It’s not a surprise to any who know me that as a Fantasy lover, I also love history. Particularly Historical Fiction, but history in general. As a little kid, I peered inside King Tut’s tomb because I couldn’t peer inside Hatshepsut’s, and traveled to the distant future and Hogwarts with the inventor and Harry Potter. I traveled back in time to Pemberly with Jane Austen, and fought dragons with long forgotten characters in other books.

A love of history and a love of Fantasy, to me, go together like really nice tea and good quality honey. They blend seamlessly into one another. Because, what is history until it is proven but myth? And what is myth but a form of Fantasy that helped our ancestors navigate the worlds in which they lived.

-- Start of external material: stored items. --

PR #1147, opened 2026-08-23
fix(fleet): guard heartbeat re-acquire with orphan release (#1142)

### LINKED ISSUE #1142: fleet claims: heartbeat re-acquire lacks the orphan-release guard the initial acquire has
Follow-up from the #1140 (Phase 4, #1125) correctness review. Epic #1121.

## Problem
`_renew_loop` re-acquires on a `missing` renew. If that re-acquire HTTP call outruns `CLAIM_TIMEOUT_SECONDS` (plausible: the hub's `busy_timeout` is 5000ms, longer than the client's deadline), the loop records `hub-unavailable` and exits on stop, `release_claim` deletes nothing, then the abandoned INSERT commits. The row leaks for a full TTL. The initial acquire path already guards this with `_schedule_orphan_release`; the heartbeat path does not.

## Fix
Apply `_schedule_orphan_release` (same holder token) to the heartbeat re-acquire path, and add a test that abandons the re-acquire mid-flight and asserts no claim survives after exit.

Also from the same review, docs-only: the claim key is the bare workspace directory name (matches the event `repo` key), so unrelated repos sharing a basename arbitrate against each other and worktrees of one repo do not; document the tradeoff. And a 401 from the hub degrades to the local lock with one WARNING; `brigade doctor` should surface fleet auth failures distinctly.

solomonneas:
Fixes #1142. Follow-up from the #1140 review.

- `fleet_client._renew_loop`: the heartbeat re-acquire now schedules the same holder-token orphan release the initial acquire has, so a re-acquire abandoned by the client deadline cannot leave a TTL-long claim nobody releases. Regression test forces the delayed re-acquire and asserts no claim survives after the context exits.
- `docs/fleet-sync.md`: documents that the claim key is the bare workspace directory name (unrelated repos sharing a basename arbitrate against each other; worktrees of one repo do not) and that a hub 401 degrades to the local lock with one WARNING.
- `brigade doctor` unchanged: it does not probe the fleet hub.

Verification: authored on the gandalf (Windows) lane; `tests/test_fleet_claims.py` re-run on Linux via `brigade work verify run` at landing (counts in the PR checks). Landed by the conductor.


solomonneas:
Correctness probe (Opus, read-only) on 6ee1b344. Verdict: HOLD on findings 1 and 3 (2 folds into the fix; 4 and 5 are cleanups).

## Findings
**1. BLOCKER — the heartbeat-scheduled orphan release deletes the run's own live claim mid-run.** `src/brigade/fleet_client.py:840-847`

Knowing this, it will come as no shock that my favorite sub-genre of Fantasy is Historical Fantasy, the blending of a real place and time with Fantasy elements like vampires, magic, werewolves, and other mythic things. And among this genre, I would have to say that my favorite is set in New York during the early 20th century. Called The Golem and The Jinni, the novel by Helene Wecker blends mythology and history. Blurring the lines between the two until the reader doesn’t know which is which and is simply swept away in the story until it ends.

If someone is interested in Historical Fantasy, then it is one that I would highly recommend. That said, it isn’t the time period that I personally like working in. For me that is the ancient past, like ancient Egypt, or colonial America and first couple of decades post-colonial. There’s just something about those time periods, the amount we both know and don’t about Ancient Egypt, that I can literally hold books from the American Revolution in my hands if I want to put the effort into locating one. There’s nothing quite like it.